PROBLEM DESCRIPTION
Every line in the data below that has the word "found" should be returned.

[[ DATA UNDER STUDY, beginning ]]

PR #2547, opened 2016-05-24
Add Autumn 2016 changes to benefit-cap-calculator

chrisroos:
This is a reworked version of PR #2542. I've made use of pretty much everything in that branch but rewritten the history (mostly following @floehopper's suggestions in https://github.com/alphagov/smart-answers/pull/2542#issuecomment-221055997) so that the changes are built up incrementally. This makes it possible to use the changes to the regression test artefacts to verify the corresponding changes in behaviour.

I used `diff` to compare the test/artefacts/benefit-cap-calculator directory in this branch to the one in PR #2452. Apart from the use of a different London postcode in this branch (WC2B 6SE instead of IG6 2BA), the artefacts appear to be identical. This gives me confidence that I haven't missed anything while creating this branch.

@floehopper: Can you review this branch, please? I'm afraid that I'm unlikely to be able to spend any more time on this before we want it deployed (assuming we do want to deploy this version) so can I ask you to make any necessary changes, please?


test/data/benefit-cap-calculator-files.yml
```diff
@@ -30,3 +30,5 @@ lib/smart_answer_flows/benefit-cap-calculator/questions/widowed_mother_amount.go
 lib/smart_answer_flows/benefit-cap-calculator/questions/widowed_parent_amount.govspeak.erb: 7355088c4cbc00513807d90b1930ff5c
 lib/smart_answer_flows/benefit-cap-calculator/questions/widows_aged_amount.govspeak.erb: 56ddf0a2aed4310db694dafeaea8e1db
 lib/smart_answer_flows/benefit-cap-calculator/questions/working_tax_credit.govspeak.erb: d96c2ff97c1bb068389fbefc25b9ed1a
+lib/data/benefit_cap_data.yml: 91b7e907643ed0403884a0b71544e25f
+lib/smart_answer/calculators/benefit_cap_calculator_configuration.rb: 6114fb32efba47d5686a3e53595745c8
```
floehopper: > These two additional files should've been added to the checksum data in PR

The PR number is missing.

lib/smart_answer_flows/benefit-cap-calculator.rb
```diff
@@ -8,6 +8,16 @@ def define
...
+        option :future
+
+        next_node do
+          question :receive_housing_benefit?
+        end
+      end
+
       # Q1
       multiple_choice :receive_housing_benefit? do
         option :yes
```
floehopper: > TODO: Consider adding only single response to the first question for now.

This TODO should be removed from the commit note.

This commit is quite big, so it might be worth trying the suggestion in the TODO.

lib/smart_answer_flows/benefit-cap-calculator.rb
```diff
@@ -127,7 +127,7 @@ def define
 
         next_node do |response|
           if response == "none"
-            outcome :outcome_not_affected_future
+            question :housing_benefit_amount?
```
floehopper: Given that this fix affects both the "default" and "future" flows, it might've been simpler to apply this change before introducing the "future" flow functionality.

floehopper: While I understand the changes to `benefit-cap-calculator-responses-and-expected-results.yml`, I'm not 100% sure I understand the changes to the regression test artefacts. Ideally I think we'd try to improve the explanation in the commit note.

lib/smart_answer_flows/benefit-cap-calculator/questions/enter_postcode.govspeak.erb
```diff
@@ -1,8 +1,12 @@
 <% content_for :title do %>
-  Enter your postcode:
+  Enter your postcode
 
 <% end %>
 
+<% content_for :body do %>
+  eg SW1A 2AA
+<% end %>
+
```
floehopper: Ideally the changes in this commit would've been split up a bit more with the corresponding changes to the regression test artefacts included in each commit.

test/artefacts/benefit-cap-calculator/default.html
```diff
@@ -78,13 +78,13 @@ <h3 class="previous-answers-title">
...
-  <td class="previous-question-title">The benefit cap is changing.</td>
+  <td class="previous-question-title">Which period do you want to check for?</td>
     <td class="previous-question-body">
-    The current benefit cap</td>
+    Now</td>
 
   <td class="link-right">
     <a href="/benefit-cap-calculator/y?previous_response=default">
-      Change<span class="visuallyhidden"> answer to "The benefit cap is changing."</span>
+      Change<span class="visuallyhidden"> answer to "Which period do you want to check for?"</span>
```
floehopper: Ideally the changes to the regression test artefacts in this commit would've been included in a series of commits alongside the changes which caused them. See my comment on the previous commit.

test/unit/calculators/benefit_cap_calculator_configuration_test.rb
```diff
@@ -127,7 +127,7 @@ class BenefitCapCalculatorConfigurationTest < ActiveSupport::TestCase
           end
         end
         context "merge questions" do
-          should "get all benefit questions from multiple configuration sets" do
+          should "get all unique benefit questions from multiple configuration sets" do
```
floehopper: Ideally this change would've been incorporated into 70ba9b321c03bc4da0faf0cac9d53bea80c7675b where the test was originally added.

lib/smart_answer/calculators/benefit_cap_calculator_configuration.rb
```diff
@@ -42,10 +42,10 @@ def all_questions
     end
 
     def region(postcode)
-      is_london?(postcode) ? :london : :national
+      london?(postcode) ? :london : :national
     end
 
-    def is_london?(postcode)
+    def london?(postcode)
```
floehopper: Ideally this would've been included in 226d3496da925c4bdfa6f89f8911ee40a3a085fc where the method was originally added. Also the commit note could explain that removing the `is` prefix makes the method name more idiomatic Ruby.

floehopper: I found it slightly surprising that no changes to the flow were required in this commit. That appears to be because we use `region == :london` in the flow, i.e. the `#london?` method is only used within this class. As such it might be clearer if it was made private. Alternatively we could use the method in the conditionals within the flow. However, presumably that would mean extra requests to the external Imminence endpoint.

floehopper:
I've just finished reviewing all the commits in this PR. I found it much easier to understand what was changing at each stage, particularly why the regression test artefacts were changing.

There are still two commits where I want to double-check the changes to the regression tests:

* fab1112db9ba9bec743f754834120774b65c3a7c
* 0d89a967be4039c49100ca3c88217d4832d33495

Also I want to compare the final state of the regression test artefacts between this PR and #2542.

floehopper:
It's worth noting that the commit notes in this PR sometimes refer to commits in #2542 for further details. While I think this is great for comparing the approach in this PR with that in #2542, it's not completely obvious to me that the commit notes are in the most useful form for merging to `master`. However, I don't think this is important enough to prevent this PR from being merged.

floehopper:
I'm now about 99% sure I understand the changes in the regression test artefacts.

I've also now just compared the final state of the regression test artefacts between this PR and #2542 and the only differences are related to the different London postcode being used.

Given the latter, I'm confident this could be merged as it stands.

floehopper:
I've added a new commit to clarify that the Benefit Cap Calculator cares whether you are inside/outside *Greater* London and not just London. This came to light when @leenagupte asked why the postcode in the regression test had been changed from IG6 2BA in #2542 to WC2B 6SE in this PR.

floehopper:
This now looks good enough to merge to me.

lib/data/benefit_cap_data.yml
```diff
@@ -65,3 +65,69 @@ default:
...
+      description: "Widowed Mother's Allowance"
+    widowed_parent:
+      question: :widowed_parent_amount?
+      description: "Widowed Parent's Allowance"
+    widow_pension:
+      question: :widow_pension_amount?
+      description: "Widow's Pension"
+    widows_aged:
+      question: :widows_aged_amount?
+      description: "Widow's Pension (age related)"
```
floehopper: This comment is just a test to see whether the commit authorship determines who receives notifications.

test/data/benefit-cap-calculator-files.yml
chrisroos: Sorry. It should've been PR #2452. I think it disappeared when I added newlines to the commit note: the number (along with the preceding hash) were moved to a new line and git treated it as a comment.

lib/smart_answer_flows/benefit-cap-calculator.rb
chrisroos: With hindsight, it probably would've lead to slightly easier to understand commits if I'd split this into two. Having said that, I'm confident that I understand the changes in this large commit so am not too worried about it being combined.

Irrespective, I should've removed the TODO from the commit note. Sorry!

lib/smart_answer_flows/benefit-cap-calculator.rb
chrisroos: > Given that this fix affects both the "default" and "future" flows, it might've been simpler to apply this change before introducing the "future" flow functionality.

I agree. My aim in this branch was to reuse as many commits as possible from PR #2542, which is why I included this one as it was.

lib/smart_answer_flows/benefit-cap-calculator/questions/enter_postcode.govspeak.erb
chrisroos: I agree and did consider splitting it. I decided against it partly due to time available and partly as I wanted to reuse as many commits as possible from PR #2542.

test/artefacts/benefit-cap-calculator/default.html
chrisroos: I agree and did consider making that change. I decided against it partly due to time available and partly as I wanted to reuse as many commits as possible from PR #2542.

test/unit/calculators/benefit_cap_calculator_configuration_test.rb
chrisroos: I agree. I decided against it partly due to time available and partly as I wanted to reuse as many commits as possible from PR #2542.

chrisroos:
> It's worth noting that the commit notes in this PR sometimes refer to commits in #2542 for further details. While I think this is great for comparing the approach in this PR with that in #2542, it's not completely obvious to me that the commit notes are in the most useful form for merging to master. However, I don't think this is important enough to prevent this PR from being merged.

Yeah, the commits definitely aren't as good as they could be. The main reasons for this branch were to sanity check the changes in PR #2542 and to demonstrate an alternative approach that helps make the review process much easier. To that end, I've reused and referenced lots of earlier commits in this branch. If there was more time then I think we would've created yet another branch that takes even more of the original feedback into account before getting it merged.

chrisroos:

[[ DATA UNDER STUDY, end ]]

REPLY TO THE EXERCISE
floehopper: I found it slightly surprising that no changes to the flow were required in this commit. That appears to be because we use `region == :london` in the flow, i.e. the `#london?` method is only used within this class. As such it might be clearer if it was made private. Alternatively we could use the method in the conditionals within the flow. However, presumably that would mean extra requests to the external Imminence endpoint.
I've just finished reviewing all the commits in this PR. I found it much easier to understand what was changing at each stage, particularly why the regression test artefacts were changing.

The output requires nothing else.